• _Instructions to follow_: Retype precisely the section of the data that starts at the line containing "### Context" and runs to its final line, ends included.

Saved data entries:

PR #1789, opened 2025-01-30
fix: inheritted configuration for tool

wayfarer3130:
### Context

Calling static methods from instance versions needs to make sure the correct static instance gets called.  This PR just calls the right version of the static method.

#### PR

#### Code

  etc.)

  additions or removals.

• _Solution to this problem_:
### Context

Calling static methods from instance versions needs to make sure the correct static instance gets called.  This PR just calls the right version of the static method.

#### PR

#### Code

  etc.)

  additions or removals.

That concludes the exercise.